● **Task to carry out**
Search the material below for the string "export" and list each line that holds it.

********************

Issue #7447, opened 2024-11-28
Select Component Fails to Pass autoComplete Prop to HiddenSelect Component


nabanitabania:
### Provide a general summary of the issue here

Browser autofill functionality is unavailable in forms because the Select component does not pass the autoComplete attribute to the underlying [HiddenSelect](https://github.com/adobe/react-spectrum/blob/main/packages/react-aria-components/src/Select.tsx#L204) component.

### 🤔 Expected Behavior?

The `Select` component should properly pass down the `autoComplete` attribute to the underlying HiddenSelect component, enabling browser autofill functionality in forms where the `Select` component is used.

### 😯 Current Behavior

The browser autofill is unable to populate dropdown fields, such as those for state, country, or other similar form inputs. This limitation prevents seamless autofill functionality, disrupting the user experience when filling out forms that rely on browser-managed autofill data.

### 💁 Possible Solution

Send `autoComplete` prop to `HiddenSelect` component from `Select`.

### 🖥️ Steps to Reproduce
https://codesandbox.io/p/sandbox/hungry-dan-sv87ql?file=%2Fsrc%2FApp.js

Use the link above to access the form and attempt to fill it using the browser's autofill feature.  
You'll notice that all fields, except the "Country" field, are successfully autofilled.

### Version

	1.5.0

### What browsers are you seeing the problem on?

Chrome

### What operating system are you using?

macOS Sonoma (14.6)

PR #7670, opened 2025-01-25
fix(Select): HiddenSelect Component Auto-Completion Issue

### LINKED ISSUE #7660: Browser autofill for React Aria Select is not working.

The issue involves browser autofill not functioning correctly with dropdowns in React Aria. While the library's `useHiddenSelect` hook uses a visually hidden `<select>` element for autofill compatibility, the `onChange` handler in its `selectProps` does not receive the correct `e.target.value` when autofill is triggered. This is likely due to how the `useEffectEvent` hook manages event handlers, potentially causing synchronization issues between React's synthetic events and native browser autofill events. As a result, the dropdown's state fails to update with the autofilled value, disrupting expected behavior.

### 🤔 Expected Behavior?

When browser autofill is triggered on a dropdown using React Aria, the hidden `<select>` element should seamlessly integrate with the autofill functionality. The `onChange` handler within the `useHiddenSelect` hook's `selectProps` should capture the event and receive the correct value in `e.target.value`, reflecting the autofilled selection. This value should then update the component's state (`state.selectedKey`) to ensure the dropdown displays the autofilled choice accurately. The entire process should be smooth and consistent, aligning with native autofill behavior across all supported browsers.

### 😯 Current Behavior

Currently, when browser autofill is used on dropdowns in React Aria, the interaction breaks down at the `onChange` handler of the hidden `<select>` element. Instead of receiving the expected autofilled value, `e.target.value` is empty (`""`). This prevents the component's state (`state.selectedKey`) from updating to reflect the autofilled input. While the library's implementation attempts to handle autofill through the visually hidden `<select>`, it appears that native autofill events are not being processed correctly, leading to a disconnect between the browser's autofill mechanism and the component's event handling.

### 💁 Possible Solution

_No response_

### 🔦 Context

_No response_

### 🖥️ Steps to Reproduce

-https://codesandbox.io/p/sandbox/focused-water-lhqtty
 
- Open the sandbox link and try autofilling the form using the browser's saved address.  
- Open Developer Tools and navigate to the **Sources** tab.  
- Locate `HiddenSelect.mjs` and `useEffectEvent.mjs`.  
- Set breakpoints on:  
  - The `onChange` function in `HiddenSelect.mjs`.  
  - The line `const f = ref.current!;` in `useEffectEvent.mjs`.  
- Trigger autofill and observe the behavior.  
- Notice how the native event's value (`e.target.value`) is lost in the `onChange` handler, causing the dropdown state not to update.

Image
Image

### Version

3.39.0

Chrome

### If other, please specify.

_No response_

Windows

### 🧢 Your Company/Team

_No response_

### 🕷 Tracking Issue

_No response_

igorlima:
Closes #7660

## Summary

This pull request addresses the issue #7660, focusing on fixing the value assignment in the `HiddenSelect` component within the `@react-aria/select` package. The changes ensure that the `value` attribute now defaults to the current value of `selectRef` when `state.selectedKey` isn't set. This should enhance the native browser autocomplete.

## Changes Made

- **File:** `packages/@react-aria/select/src/HiddenSelect.tsx`
  - Updated the `value` property in the `useHiddenSelect` function to default to `props.selectRef?.current?.value` if `state.selectedKey` is unavailable.

## Verification

- Checked that the `HiddenSelect` component now assigns the `value` attribute, and the fallback mechanism works as intended!
- Ensured that all existing functionality and behaviors are still intact and not affected by these changes.

## Additional Context

When the browser triggers autocomplete, it first fills out the hidden select component before passing the value to the visible React Aria Select component. Unfortunately, there was a hiccup where the values weren't being passed down properly, which meant the select form field wasn't being filled out correctly by the native browser autocomplete.
- @nabanitabania has shared a lot of helpful details in the links below:
  - https://github.com/adobe/react-spectrum/issues/7660
  - https://github.com/adobe/react-spectrum/issues/7447
  - https://github.com/adobe/react-spectrum/pull/7452
- Below is a demo link to see the difference before and after the fix:
  - [Demo Link](https://igorlima.github.io/unapologetic-snippets/docs/languages/js/playground/react/20250124-1451-react-aria-components-autocomplete-issue.html) - Inspired by the [sandbox](https://codesandbox.io/p/sandbox/focused-water-lhqtty) @nabanitabania shared in [ISSUE-7660](https://github.com/adobe/react-spectrum/issues/7660).

    - | Before Fix                             | After Fix                                      |
      | :---: | :---: |
      | image | image |
      | [_demo link_](https://igorlima.github.io/unapologetic-snippets/docs/languages/js/playground/react/20250124-1451-react-aria-components-autocomplete-issue.html) | [_demo link_](https://igorlima.github.io/unapologetic-snippets/docs/languages/js/playground/react/20250124-1451-react-aria-components-autocomplete-issue.html) |
      | native browser behavior wasn't working | native browser behavior works as intended |

Feel free to share thoughts!

## ✅ Pull Request Checklist:

## 📝 Test Instructions:

There isn't a specific React Aria form story to test this issue, but I've included a [demo link](https://igorlima.github.io/unapologetic-snippets/docs/languages/js/playground/react/20250124-1451-react-aria-components-autocomplete-issue.html) to check it out. It was inspired by the [sandbox](https://codesandbox.io/p/sandbox/hungry-dan-sv87ql) that @nabanitabania shared in [a previous PR](https://github.com/adobe/react-spectrum/pull/7452).

### DIFF
--- a/packages/@react-aria/select/src/HiddenSelect.tsx
+++ b/packages/@react-aria/select/src/HiddenSelect.tsx
@@ -114,7 +114,6 @@ export function HiddenSelect<T>(props: HiddenSelectProps<T>) {
   let {state, triggerRef, label, name, isDisabled} = props;
   let selectRef = useRef(null);
   let {containerProps, selectProps} = useHiddenSelect({...props, selectRef}, state, triggerRef);
-  let selectRefValue = selectRef?.current?.value;
 
   // If used in a <form>, use a hidden input so the value can be submitted to a server.
   // If the collection isn't too big, use a hidden <select> element for this so that browser
@@ -149,7 +148,7 @@ export function HiddenSelect<T>(props: HiddenSelectProps<T>) {
         autoComplete={selectProps.autoComplete}
         name={name}
         disabled={isDisabled}
-        value={state.selectedKey ?? (selectRefValue || '')} />
+        value={state.selectedKey ?? ''} />
     );
   }
 
--- a/packages/@react-aria/select/src/HiddenSelect.tsx
+++ b/packages/@react-aria/select/src/HiddenSelect.tsx
@@ -68,7 +68,6 @@ export function useHiddenSelect<T>(props: AriaHiddenSelectOptions, state: Select
   let {autoComplete, name = data.name, isDisabled = data.isDisabled} = props;
   let {validationBehavior, isRequired} = data;
   let {visuallyHiddenProps} = useVisuallyHidden();
-  let selectRefValue = props.selectRef?.current?.value;
 
   useFormReset(props.selectRef, state.selectedKey, state.setSelectedKey);
   useFormValidation({
--- a/packages/@react-aria/select/src/HiddenSelect.tsx
+++ b/packages/@react-aria/select/src/HiddenSelect.tsx
@@ -100,7 +100,7 @@ export function useHiddenSelect<T>(props: AriaHiddenSelectOptions, state: Select
       disabled: isDisabled,
       required: validationBehavior === 'native' && isRequired,
       name,
-      value: state.selectedKey ?? (selectRefValue || ''),
+      value: state.selectedKey ?? undefined,
       onChange: (e: React.ChangeEvent<HTMLSelectElement>) => state.setSelectedKey(e.target.value)
     }
   };
--- a/packages/@react-aria/select/src/HiddenSelect.tsx
+++ b/packages/@react-aria/select/src/HiddenSelect.tsx
@@ -68,6 +68,7 @@ export function useHiddenSelect<T>(props: AriaHiddenSelectOptions, state: Select
   let {autoComplete, name = data.name, isDisabled = data.isDisabled} = props;
   let {validationBehavior, isRequired} = data;
   let {visuallyHiddenProps} = useVisuallyHidden();
+  let selectRefValue = props.selectRef?.current?.value;
 
   useFormReset(props.selectRef, state.selectedKey, state.setSelectedKey);
   useFormValidation({
@@ -99,7 +100,7 @@ export function useHiddenSelect<T>(props: AriaHiddenSelectOptions, state: Select
       disabled: isDisabled,
       required: validationBehavior === 'native' && isRequired,
       name,
-      value: state.selectedKey ?? (props.selectRef?.current?.value || ''),
+      value: state.selectedKey ?? (selectRefValue || ''),
       onChange: (e: React.ChangeEvent<HTMLSelectElement>) => state.setSelectedKey(e.target.value)
     }
   };
@@ -113,6 +114,7 @@ export function HiddenSelect<T>(props: HiddenSelectProps<T>) {
   let {state, triggerRef, label, name, isDisabled} = props;
   let selectRef = useRef(null);
   let {containerProps, selectProps} = useHiddenSelect({...props, selectRef}, state, triggerRef);
+  let selectRefValue = selectRef?.current?.value;
 
   // If used in a <form>, use a hidden input so the value can be submitted to a server.
   // If the collection isn't too big, use a hidden <select> element for this so that browser
@@ -147,7 +149,7 @@ export function HiddenSelect<T>(props: HiddenSelectProps<T>) {
         autoComplete={selectProps.autoComplete}
         name={name}
         disabled={isDisabled}
-        value={state.selectedKey ?? (selectRef?.current?.value || '')} />
+        value={state.selectedKey ?? (selectRefValue || '')} />
     );
   }
 
--- a/packages/@react-aria/select/src/HiddenSelect.tsx
+++ b/packages/@react-aria/select/src/HiddenSelect.tsx
@@ -99,7 +99,7 @@ export function useHiddenSelect<T>(props: AriaHiddenSelectOptions, state: Select
       disabled: isDisabled,
       required: validationBehavior === 'native' && isRequired,
       name,
-      value: state.selectedKey ?? '',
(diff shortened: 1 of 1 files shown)


samuelmd (approved):

samuelmd (approved):

leandrolimasi (approved):

felipeac:
LGTM

reidbarber (approved):
LGTM, and thanks for the demo link!

packages/@react-aria/select/src/HiddenSelect.tsx
```diff
@@ -68,6 +68,7 @@ export function useHiddenSelect<T>(props: AriaHiddenSelectOptions, state: Select
   let {autoComplete, name = data.name, isDisabled = data.isDisabled} = props;
   let {validationBehavior, isRequired} = data;
   let {visuallyHiddenProps} = useVisuallyHidden();
+  let selectRefValue = props.selectRef?.current?.value;
```
snowystinger, line 71: Reading from a ref during render is typically unsafe and unfortunately it's hard to tell when it potentially breaks React's concurrent mode since they don't expose any of that for tests.

We should try to find another way to handle this.

does the hidden select fire an onChange that we aren't listening to? I'm worried that the state doesn't know about this value.

igorlima: Thank you for raising this concern!  

This repository already has a [lint rule](https://github.com/adobe/react-spectrum/blob/fd7075c5f0e06998ea8ac6a341dee165919fb6c1/eslint.config.mjs#L227C10-L227C30) to detect issues related to reading from refs during rendering. In my initial proposal, the [lint failed](https://app.circleci.com/pipelines/github/adobe/react-spectrum/24452/workflows/4ffb7f30-23eb-43fd-a40b-92438801db89/jobs/395890?invite=true#step-102-4882_111) because it did indeed read from a ref during render. However, I [addressed this](https://github.com/adobe/react-spectrum/pull/7670/commits/4a2615e8ed16529194a8e58763a52aee526321de), and the lint has now passed.  
- <details><summary><i>screenshot <sup>lint fixed</sup></i></summary>
   
   image
   </details<


Regarding the use of `selectRef`, there are existing references to it in this function:  
- Lines [73](https://github.com/adobe/react-spectrum/blob/4a2615e8ed16529194a8e58763a52aee526321de/packages/%40react-aria/select/src/HiddenSelect.tsx#L73), [76](https://github.com/adobe/react-spectrum/blob/4a2615e8ed16529194a8e58763a52aee526321de/packages/%40react-aria/select/src/HiddenSelect.tsx#L76), and [77](https://github.com/adobe/react-spectrum/blob/4a2615e8ed16529194a8e58763a52aee526321de/packages/%40react-aria/select/src/HiddenSelect.tsx#L77).  
- Additionally, line [74 calls `useFormValidation`](https://github.com/adobe/react-spectrum/blob/4a2615e8ed16529194a8e58763a52aee526321de/packages/%40react-aria/select/src/HiddenSelect.tsx#L74) and passes `selectRef` as a parameter. Within [`useFormValidation`](https://github.com/adobe/react-spectrum/blob/fd7075c5f0e06998ea8ac6a341dee165919fb6c1/packages/%40react-aria/form/src/useFormValidation.ts#L25), [`ref`](https://github.com/adobe/react-spectrum/blob/fd7075c5f0e06998ea8ac6a341dee165919fb6c1/packages/%40react-aria/form/src/useFormValidation.ts#L41) is heavily used to access the ref's value.  

@snowystinger given that the **lint passes** for this case and considering the **function's existing use of refs**, I believe **it’s safe to use `selectRef` here**. 🙏

igorlima: The concern that the state might not be aware of the value is valid. I added a `debugger` to the demo link to check everything is still working as intended. By opening the DevTools and triggering the native browser autocomplete, we can see that the value is set. Additionally, we can check all values when we submit the form.
- <details><summary><i>screenshots</i></summary>
   
   image
   
   ------
   image
   
   ------
   image
   </details>

packages/@react-aria/select/src/HiddenSelect.tsx
```diff
@@ -99,7 +100,7 @@ export function useHiddenSelect<T>(props: AriaHiddenSelectOptions, state: Select
       disabled: isDisabled,
       required: validationBehavior === 'native' && isRequired,
       name,
-      value: state.selectedKey ?? '',
+      value: state.selectedKey ?? (selectRefValue || ''),
```
snowystinger, line 103: I propose this instead
```suggestion
      value: state.selectedKey ?? undefined,
```
I'm not sure how I'm avoiding the uncontrolled -> controlled issue, but I get no warnings for it.

packages/@react-aria/select/src/HiddenSelect.tsx
snowystinger, line 71:
```suggestion
```

igorlima: Everything seems to work as intended, and the code looks much more straightforward and cleaner now. Thanks for the help!

snowystinger (approved):

igorlima:
@reidbarber, the previous approval was dismissed after I applied one reviewer's suggestion. If you have a moment, could you take a look and let me know if anything else needs attention? The library requires at least two approvals before moving forward. Thanks. 🙏 
- <details><summary><sup><i>approval was dismissed</i></sup></summary>
   
   😥 
   image
   😞 
   </details>

filipw01:
It breaks for me the case where I want to unset the value by using `null`. Can we remove the `??` altogether since all it does is casting null and undefined to undefined?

********************

● **The completed task**
@@ -114,7 +114,6 @@ export function HiddenSelect<T>(props: HiddenSelectProps<T>) {
@@ -149,7 +148,7 @@ export function HiddenSelect<T>(props: HiddenSelectProps<T>) {
@@ -68,7 +68,6 @@ export function useHiddenSelect<T>(props: AriaHiddenSelectOptions, state: Select
@@ -100,7 +100,7 @@ export function useHiddenSelect<T>(props: AriaHiddenSelectOptions, state: Select
@@ -68,6 +68,7 @@ export function useHiddenSelect<T>(props: AriaHiddenSelectOptions, state: Select
@@ -99,7 +100,7 @@ export function useHiddenSelect<T>(props: AriaHiddenSelectOptions, state: Select
@@ -113,6 +114,7 @@ export function HiddenSelect<T>(props: HiddenSelectProps<T>) {
@@ -147,7 +149,7 @@ export function HiddenSelect<T>(props: HiddenSelectProps<T>) {
@@ -99,7 +99,7 @@ export function useHiddenSelect<T>(props: AriaHiddenSelectOptions, state: Select
@@ -68,6 +68,7 @@ export function useHiddenSelect<T>(props: AriaHiddenSelectOptions, state: Select
@@ -99,7 +100,7 @@ export function useHiddenSelect<T>(props: AriaHiddenSelectOptions, state: Select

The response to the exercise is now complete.